This article is part of Morningstar's Guide to Investing for Income
Emma Wall: Hello, and welcome to the Morningstar Series, 'Why Should I Invest With You.' I'm Emma Wall, and here with me today is Ian Winship, manager of the BlackRock Absolute Return Bond fund.
Hello, Ian.
Ian Winship: Good morning.
Wall: So, I suppose the first question, I should ask is with everybody is so bearish on bonds. How do you make an absolute return in a market where prices are falling?
Winship: Well, I guess, there are two things. And those two things we've been working out with this fund in over the past four years. And the first is an obvious one, we have to be flexible. You're right, the markets are challenged. I think that's the word we use now on the basis that it's been up – it's been a long run for the past 25 years, yields have fallen, yields have compressed, it's been – as Mervyn King called it a nice time.
But I think the nice times have gone, and now what's in front of us are more uncertainty with regards to monitory policy, more dispersion, when it comes to monitory policy because I guess at the moment, and this morning's U.K. inflation numbers, I don't know if I mentioned that were, were slightly higher.
So, you have got Central Bank in one side actually looking to raise rates perhaps even this year, and you've got the ECB on the other side who may be looking to add more quantitative easing. So much more dispersion – and that's been very different from what we've been used to over the past 25 years. So, we have to be more flexible, on the basis that we understand that markets can still go up, but markets can go down.

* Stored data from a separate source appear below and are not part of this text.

PR #219, opened 2021-02-26
Add environment variables section

throwaway876:
I had a bit of trouble finding the right format/name for environment variables between the website and github (and in the docker-compose sample.) 
I believe this is correct based off my kubernetes manifests and how it has worked for me. Will also serve as a reference point to add new variables as needed throughout development.

### DIFF
--- a/README.md
+++ b/README.md
@@ -102,6 +102,7 @@ The photos will have to be scanned before they show up, you can start a scan man
 > This section describes all available environment variables that can be configured.
 
 > database related
+
 Required |Variable | Default | Notes 
 ---------|---------|---------|------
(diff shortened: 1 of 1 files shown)


viktorstrate:
@throwaway876 thank you.
I just added the same info to the documentation here
https://photoview.github.io/docs/installation-environment-variables/

I would rather have a single place for this information there isn't multple places to update when new environment variables are added.

I do though like the table structure you've used, it makes it very readable. Maybe we could use that format on the documentation page?

throwaway876:
Submitted a PR on the webpage repo. Might need to check the required checkmarks (gets sticky depending on if one is set then it requires a follow on one- haven't thought how to make it clearer than it is.)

So, our approach, our product, our process, even a portfolio managers have to be a lot more flexible than how we've worked in the past.
Wall: I think they need to be also be prepared for not just less return than they have been used to, but also bit of volatility because although people are mostly agreed that yields are going to rise and prices are going to fall. As we saw in the States a couple of months ago, everybody was incredibly bearish on t-bonds and then yields fell even further. So, I think there is an element of accepting that less return is going to come from bonds, accept that you still need it for a portfolio diversification, but also knowing that it's probably going to be unpredictable?

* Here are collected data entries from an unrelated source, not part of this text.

PR #221, opened 2021-02-26
Ignore media files

Kjeldgaard:
Added feature to ignore specific media files. E.g. to ignore .png media
files, add '*.png' to .photoviewignore file or add 'img_1234.jpg' to
ignore a specific file. This applies to the current dir and any
potential subdir. Matching is case sensitive. File ignore pattern must
include a '.', otherwise the pattern is treated as a dir ignore pattern.

### DIFF
--- a/api/graphql/models/album.go
+++ b/api/graphql/models/album.go
@@ -17,7 +17,6 @@ type Album struct {
 	Owners   []User `gorm:"many2many:user_albums"`
 	Path     string `gorm:"not null"`
 	PathHash string `gorm:"unique"`
-	IgnoreFiles string
 }
 
 func (a *Album) FilePath() string {
--- a/api/graphql/models/album.go
+++ b/api/graphql/models/album.go
@@ -17,6 +17,7 @@ type Album struct {
 	Owners   []User `gorm:"many2many:user_albums"`
 	Path     string `gorm:"not null"`
 	PathHash string `gorm:"unique"`
+	IgnoreFiles string
 }
 
 func (a *Album) FilePath() string {
--- a/api/scanner/scanner_album.go
+++ b/api/scanner/scanner_album.go
@@ -3,7 +3,10 @@ package scanner
 import (
 	"fmt"
 	"io/ioutil"
+	"log"
 	"path"
+	"path/filepath"
+	"strings"
 	"time"
 
 	"github.com/photoview/photoview/api/graphql/models"
@@ -136,8 +139,28 @@ func findMediaForAlbum(album *models.Album, cache *AlbumScannerCache, db *gorm.D
 		return nil, err
 	}
 
+	// Get file ignores
+	var ignores []string
+	if (len(album.IgnoreFiles) > 0) {
+		ignores = strings.Split(album.IgnoreFiles, ",")
+	}
+
 	for _, item := range dirContent {
 		photoPath := path.Join(album.Path, item.Name())
+
+		skipFile := false
+		for _, ignore := range ignores {
+			match, _ := filepath.Match(ignore, item.Name())
+			if (match) {
+				// Skip file if it matches an ignore entry
+				log.Printf("Ignore match, ignore = %s, file = %s\n", ignore, item.Name())
+				skipFile = true
+				break
+			}
+		}
+		if (skipFile) {
+			continue
+		}
 
 		if !item.IsDir() && isPathMedia(photoPath, cache) {
 			// Skip the JPEGs that are compressed version of raw files
--- a/api/scanner/scanner_album.go
+++ b/api/scanner/scanner_album.go
@@ -5,8 +5,6 @@ import (
 	"io/ioutil"
 	"log"
 	"path"
-	"path/filepath"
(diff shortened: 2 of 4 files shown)


Kjeldgaard:
First attempt at a media file ignore feature. Comments are welcome.

api/scanner/scanner_user.go
```diff
@@ -39,6 +55,20 @@ func getPhotoviewIgnore(ignorePath string) ([]string , error){
    	return photoviewIgnore, scanner.Err()
 }
 
+func getIgnoreFiles(ignoreAll []string) (string) {
```
viktorstrate, line 58: I'm not quite sure why this returns a single string rather than an array?
Nevertheless the function could maybe also be deleted if `sabhiram/go-gitignore` was used for files as well.

api/scanner/scanner_user.go
```diff
@@ -169,7 +200,7 @@ func findAlbumsForUser(db *gorm.DB, user *models.User, album_cache *AlbumScanner
 						return err
 					}
 				}
-
+				album.IgnoreFiles = getIgnoreFiles(albumIgnore)
```
viktorstrate, line 203: This could be saved in the `cache` struct, as also mentioned earlier.

viktorstrate (changes requested):
Hi @Kjeldgaard thank you for the pull-request. I've added some comments. I'd like to hear what you think as well. Please feel free to reply to them if you think I've missed something or it's unclear.

api/graphql/models/album.go
```diff
@@ -17,6 +17,7 @@ type Album struct {
 	Owners   []User `gorm:"many2many:user_albums"`
 	Path     string `gorm:"not null"`
 	PathHash string `gorm:"unique"`
+	IgnoreFiles string
```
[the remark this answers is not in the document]
Kjeldgaard: Cool! It was totally the intention. But I agree, AlbumScannerCache is preferable. I was, wrongly, under the impression that AlbumScannerCache was only "valid" when an album/dir was scanned the first time. I'll change this.

api/scanner/scanner_album.go
```diff
@@ -136,9 +139,29 @@ func findMediaForAlbum(album *models.Album, cache *AlbumScannerCache, db *gorm.D
...
+	if (len(album.IgnoreFiles) > 0) {
+		ignores = strings.Split(album.IgnoreFiles, ",")
+	}
+
 	for _, item := range dirContent {
 		photoPath := path.Join(album.Path, item.Name())
 
+		skipFile := false
+		for _, ignore := range ignores {
+			match, _ := filepath.Match(ignore, item.Name())
```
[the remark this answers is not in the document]
Kjeldgaard: I was actually considering to use path/filepath for both dirs and files. At one point I had a problem with the gogitignore implementation regarding file ignore. I'll do some testing in Go Playground, and use sabhiram/go-gitignore if possible.

api/scanner/scanner_user.go
```diff
@@ -17,6 +18,21 @@ import (
...
+func isFileIgnore(ignoreEntry string) (bool){
+	if (strings.Contains(ignoreEntry, "/")){
+		// Folder ignore if entry contains '/'
+		return false
+	}
+
+	if (strings.Contains(ignoreEntry, ".")){
+		// File ignore if entry contains '.' and not '/'
+		return true
+	}
```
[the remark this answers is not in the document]
Kjeldgaard: See above.

api/scanner/scanner_user.go
Kjeldgaard: Will do.

api/scanner/scanner_user.go
Kjeldgaard: Because I encountered a problem I didn't knew how to solve otherwise :) (https://stackoverflow.com/questions/52244001/go-gorm-mysql-unsupported-type-string-a-slice-of-string). But this will not be necessary if using either AlbumScannerCache or sabhiram/go-gitignore.
Disclaimer: This is the first time programming in Go. For a while I wanted to learn a new language, I strongly considered Rust, but then I stumbled on your project here, and decided to give Go a shot. So I "apologies" for the unusual Go code I might write.

viktorstrate: Okay it makes sense if you'd save it to the database.

No issue, your code looks clean :)

api/scanner/scanner_album.go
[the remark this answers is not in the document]
viktorstrate: Okay sure, let me know if you find any problems when using `sabhiram/go-gitignore`.

Kjeldgaard:
Ok, so I'm now using cache for storing ignore data. And I'm not using path/filepath for any file matching anymore. I had an issue with albums showing up, despite the album only contained files which should be ignored. It required me to change directoryContainsPhotos(), but now it passes my own tests.

viktorstrate:
Looks great, I'll test it my self in one of the following days 👍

Winship: Yeah, I think that's a great point on the basis that people have become used, or investors have become used to returns that you don't necessarily associate with fixed income; 6%, 7%, 8%, I think that's as a hedge fund, in terms of what you expect. And it's going to be less predictable, it's going to be more challenging. Returns from fixed income will not be in that bracket. But what we're aiming for with the fund is simply consistency because – and this may sound a bit glib, but fixed income should be boring. You shouldn't have to worry about your fixed income allocation really.
So, I think what we're trying to do with the fund or what we have been doing with the fund is to look to produce small positives every single month. Whether the markets are going up or the markets are going down. So, consistency positive over a longer period of time, that's a big challenge, that's going to be really, really difficult, I think going forward. But that's what we'll set this fund up to do, regardless of the volatility of the market. We think we've got chance of actually being small positive month after month, after month.
Wall: Ian, thank you very much.
Winship: That's okay. Nice to meet you.
Wall: This is Emma Wall for Morningstar. Thank you for watching.